Originally posted by Waltzing:
I'll narrow it down to my favorite scene. It's the scene in the very beginning, right after River's been walking through the ship and listening to thoughts, where she ends up in the cargo bay. We've been following River, and suddenly there's this shot from above, showing the floor strewn with orange leaves, as though a wind had just blown through a stand of trees in autumn. The sudden juxtaposition is both startling and breathtaking. The soft warm color of the leaves starkly contrasts with the cooler colors of the ship. Also, the appearance of something so natural as leaves catches our attention because they're so rare in the somewhat artificial and cold setting of a spaceship cruising through endless space.

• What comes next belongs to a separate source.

PR #15743, opened 2024-08-29
Merge qemu-riscv port functionality into qemu-arm port

dpgeorge:
### Summary

Currently both the `qemu-arm` and `qemu-riscv` share a lot of code and functionality.  In particular the recent improvement to running tests on `qemu-arm` in #15624 would need to be duplicated in the `qemu-riscv` port.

In addition to the beautiful image, what I love about this scene is that everything is suddenly silent. All the voices and ship machine noises stop, almost as though River had indeed stepped into a forest. In this moment, we are truly in her mind, separate from the ship and everyone else, staring at objects that 'don't mean what you think.' The scene ends abruptly when the real world of the ship comes crashing in with the crew shouting in consternation at River's possession of the branch-turned-gun. The leaves are gone and we are back on the ship, pulled back into the real world of the other characters. Every time I watch I am continually impressed with the subtlety of this scene, and the incredible attention to detail that makes it wonderful.



well that was the one i'd have picked too! but i wouldn't have said it a tenth as well - lovely description/summation of that scene. great post:)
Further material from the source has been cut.